With such an early start, it became necessary to stop for a thick and steamy cup of Vietnamese coffee nearby a crumbling fortress–the DMZ is nearby. The Hai Van Pass is the actual geographical middle of Vietnam, not the DMZ. The fortress was erected by the French but then occupied by Americans during the Vietnamese War. It’s hard to imagine so much violence occurring among these gorgeous green rolling hills.

We continued further along the Hai Van Pass to reach the picturesque Lập An Lagoon (Google Maps). Here, the sea fills a stunning lagoon surrounded by mountains to create a natural environment where oysters grow in abundance. Shellfish aside, what really took our breath away about this spot was the impossibly perfect white sandbar and serene still water.

Apparently, we arrived during low-tide and the water was so shallow we could have walked all the way to the base of the mountains but we didn’t test this theory out.

After getting a taste of the sea air we were eager to see what the beach had in store for us.

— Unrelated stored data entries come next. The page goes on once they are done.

PR #2077, opened 2026-04-14
[POP-3724] implement genesis graph sync procotol

sdwoodbury:


iris-mpc-upgrade-hawk/src/genesis/mod.rs
```diff
@@ -1717,3 +1836,209 @@ async fn upload_and_sync_genesis_checkpoint(
...
+        .filter_map(Result::ok)
+        .collect();
+    if all_hashes.len() != checkpoints.len() {
+        log_warn("some checkpoint hashes failed to parse".into());
+    }
+    for (src, dest) in all_hashes
+        .into_iter()
+        .take(hashes.len())
+        .zip(hashes.iter_mut())
+    {
```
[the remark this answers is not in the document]
sdwoodbury: hashes[idx] need not correspond to checkpoints[idx]

iris-mpc-upgrade-hawk/src/genesis/mod.rs
```diff
@@ -1679,6 +1740,64 @@ async fn validate_consistency_of_stores(
...
+    common_set.retain(|_k, count| *count == others_hashes.len() + 1);
+    for (idx, hash) in my_checkpoint_hashes.iter().enumerate() {
+        if common_set.contains_key(hash) {
+            let r = my_checkpoints.get(idx).cloned();
+            if r.is_none() {
+                bail!("unreachable condition in get_common_checkpoint()");
+            }
+            return Ok(r);
+        }
+    }
```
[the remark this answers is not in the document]
sdwoodbury: that is not the intended behavior. though it would be useful.

iris-mpc-upgrade-hawk/src/genesis/mod.rs
```diff
@@ -346,20 +335,29 @@ async fn exec_setup(
...
     let server_coord_config = &config
         .server_coordination
         .clone()
         .unwrap_or_else(|| panic!("Server coordination config is required for server operation"));
+
     // Coordinator: await server start.
-    let (is_ready_flag, verified_peers, my_uuid) = start_coordination_server(
+    let extra_routes = Router::new().route(
+        GRAPH_CHECKPOINT_ROUTE,
+        get(move || async move { serde_json::to_string(&hashes).unwrap() }),
```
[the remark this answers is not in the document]
sdwoodbury: fair but serializing a array of u8 should never fail

iris-mpc-cpu/src/genesis/genesis_checkpoint.rs
```diff
@@ -186,22 +190,45 @@ pub async fn save_checkpoint_state<V: VectorStore>(
     Ok(())
 }
 
-pub async fn cleanup_old_checkpoints<V: VectorStore>(
+/// DANGER: requires that the 3 parties have
+/// reached consensus on a common checkpoint.
+/// if the parties have not reached agreement, then
+/// calling this function could make rollback impossible
+pub async fn cleanup_checkpoints<V: VectorStore>(
```
mcalancea, line 197: My take on this has fluctuated, but at the moment I'm cozying up to the safety of not deleting backups at all during genesis. My estimate for the cost of storing _everything_ until we finish is < 200$ a month (with it being pro-rata, it will actually be less). Or at least we could mark the last backup of a run as special and never delete the special ones, which would be insignificant in terms of cost but would offer more safety. 

@bgillesp thoughts?

iris-mpc-store/src/lib.rs
```diff
@@ -448,15 +448,22 @@ WHERE id = $1;
...
 
-    pub async fn rollback(&self, db_len: usize) -> Result<()> {
+    pub async fn rollback(&self, last_indexed_id: usize) -> Result<()> {
         let mut tx = self.pool.begin().await?;
+        self.rollback_tx(&mut tx, last_indexed_id).await?;
+        tx.commit().await?;
+        Ok(())
+    }
 
+    pub async fn rollback_tx(
```
mcalancea: The naming of this can be improved, right now it suggests we might be rolling back a transaction. `rollback_in_tx` or similar? Or maybe `delete_irises_after_id` instead of `rollback` in both places.

iris-mpc-upgrade-hawk/src/genesis/mod.rs
```diff
@@ -1751,3 +1876,212 @@ async fn upload_and_sync_genesis_checkpoint(
...
+        .collect();
+    if checkpoints.len() != db_checkpoints_len {
+        log_warn("failed to convert some GenesisCheckpointRow to GenesisCheckpointState".into());
+    }
+    let hashes: Vec<_> = checkpoints
+        .iter()
+        .map(|x| blake3::Hash::from_hex(x.blake3_hash.as_bytes()))
+        .filter_map(Result::ok)
+        .collect();
+    if hashes.len() != checkpoints.len() {
```
mcalancea: This situation will cause a bug, because the checkpoints and the hashes will be misaligned and the wrong checkpoint will be returned for the common hash. It would be nice to prevent this at the type-level even by returning a vec/array of tuples instead of two separate containers.

iris-mpc-upgrade-hawk/src/genesis/mod.rs
```diff
@@ -1713,6 +1777,67 @@ async fn validate_consistency_of_stores(
...
+        bail!("invalid number of parties");
+    }
+    find_common_checkpoint(my_checkpoint_hashes, my_checkpoints, others_hashes)
+}
+
+/// Pure subset logic for [`get_common_checkpoint`].
+/// Finds the first checkpoint whose hash appears in all parties'
+/// hash lists (mine + the X `others_hashes`).  Zero hashes are ignored
+/// because they represent empty slots in a [`GraphCheckpointHashes`] array.
+fn find_common_checkpoint(
```
mcalancea: Given the tiny scale we're operating at here (3 parties, 10 hashes per party), I'd go with just a couple nested loops checking that all other parties contain the current candidate. Simpler to read.

iris-mpc-upgrade-hawk/src/genesis/mod.rs
```diff
@@ -392,6 +387,46 @@ async fn exec_setup(
         bail!("Shutdown")
     }
 
+    let graph_checkpoint = get_common_checkpoint(config, hashes, graph_checkpoints).await?;
```
mcalancea, line 394: I suggest we add the possibility for a manual override on the actual checkpoint that we want. It covers some cases where the snapshot selected by the current algorithm fails for some reasons but a different suitable snapshot exists; these cases are pretty obscure and shouldn't happen in normal operation as far as I can tell, but it would be nice to handle them at the CLI level if we ever need to.

iris-mpc-cpu/src/genesis/genesis_checkpoint.rs
mcalancea: Although it might make sense to keep deleting from the checkpoint db itself to ensure consistency.

iris-mpc-upgrade-hawk/src/genesis/mod.rs
```diff
@@ -636,6 +671,7 @@ async fn exec_delta(
                 )
                 .await?;
                 log_info(String::from("S3 checkpoint created after delta"));
+                hawk_handle.sync_peers(false, None).await?;
```
mcalancea: The upload method itself calls sync_peers at the end. Does this achieve something different?

iris-mpc-upgrade-hawk/src/genesis/mod.rs
```diff
@@ -841,6 +877,7 @@ async fn exec_indexation(
                     "Final checkpoint created at iris_id={}",
                     last_indexed_id
                 ));
+                hawk_handle.sync_peers(false, None).await?;
```
mcalancea: Same question as above.

iris-mpc-upgrade-hawk/src/genesis/mod.rs
```diff
@@ -1751,3 +1876,212 @@ async fn upload_and_sync_genesis_checkpoint(
     hawk_handle.sync_peers(false, Some(done_rx)).await?;
     Ok(())
 }
+
+async fn get_most_recent_checkpoints(
```
mcalancea: General question about consensus code: can it go into a different file so we don't bloat mod.rs too much? It might help agents navigate stuff more efficiently.

iris-mpc-upgrade-hawk/tests/workflows/genesis_108.rs
```diff
@@ -0,0 +1,155 @@
...
+    // After the second run, party 0's genesis graph checkpoint is deleted from its
+    // CPU-side `genesis_graph_checkpoint` table. This puts party 0 into a state where
+    // it has indexed irises in its iris store but has no record of where the corresponding
+    // HNSW graph was checkpointed on S3.
+    //
+    // The third genesis run must therefore exercise the graph-rollback path:
+    //   - Parties 1 and 2 still have their checkpoint entries and agree on a hash.
+    //   - Party 0 has no entry and contributes a null hash to the consensus protocol.
+    //   - The majority (parties 1 & 2) win the consensus → party 0 downloads and loads
+    //     the S3 checkpoint graph instead of rebuilding from scratch.
```
mcalancea: This is not true right? Party 0 does have a checkpoint which is not the most recent and all the parties agree to use it.

mcalancea (commented):
Looks good to me overall! I left some comments on particulars. 

I'd like to highlight the point on how to handle deletions less aggressively and the one about the manual override for the checkpoint as topics for a brief discussion before merging.

iris-mpc-upgrade-hawk/src/genesis/mod.rs
sdwoodbury: i see the issue now...at the least, checkpoints whose hash fails to convert should be excluded from the list.

iris-mpc-upgrade-hawk/src/genesis/mod.rs
sdwoodbury: this made the integration tests pass. but that was before hawk_session.sync_peers was updated. will try without it.

iris-mpc-upgrade-hawk/tests/workflows/genesis_108.rs
sdwoodbury: yup. that's a hallucination.

iris-mpc-upgrade-hawk/src/genesis/mod.rs
sdwoodbury: it's on the todo list.

iris-mpc-upgrade-hawk/src/genesis/mod.rs
sdwoodbury: i don't think it's that much simpler. but i made the change anyway.

iris-mpc-cpu/src/genesis/genesis_checkpoint.rs
sdwoodbury: the tradeoff is on the infra side - all 3 parties would have to manually modify their databases, which could require a new deployment.

bgillesp: We were talking about exactly this point earlier, actually -- specifically we were looking at keeping the final snapshot of each run as an "archival" snapshot that isn't pruned automatically.  This could be done by adding an extra "archival" field in the snapshots table, and pruning only items not marked as archival.  I forget what we concluded about sequencing, but can this feature be added as a follow-up PR after this one is merged?  It seems fairly independent from the rest of the functionality here.

mcalancea (approved):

Our extremely knowledgeable guide, Ben, had made big promises of a pristine and empty stretch of sand and see. Much to our delight, he actually undersold how absolutely divine the Chan May Bay (Google Maps) is, especially compared to less lovely spots along the Vietnamese coastline such as dreadful Nha Trang.

The beach felt entirely undiscovered as it was virtually empty except for a few local food shacks and the occasional Vietnamese kid floating atop the crystal clear waters on an old tire. We all ordered typically tomato tofu and morning glory for lunch at a little beach shack in the Canh Duong portion of the bay. It was honestly one of the best Vietnamese meals I’ve had–so fresh and tasty! After we filled our belly’s up to the point they were certainly buoyant we went out to float for a while in the perfectly translucent turquoise waters.

Next up we stopped off to take in the beauty of Dam Cầu Hai (Google Maps), the largest saltwater lagoon in Vietnam. The bridge that cuts across the lagoon was my favorite stop of our trip, but I’ll let the photos do the talking!

Before we reached the Nguyen Dynasty Imperial Citadel in Hue we made a final stop which was quite unexpected and left us facing mortality and our lack of millions of dollars. The City of Ghosts, locally called An Bang (Google Maps), is home to over 7km of incredibly adorned mausoleums.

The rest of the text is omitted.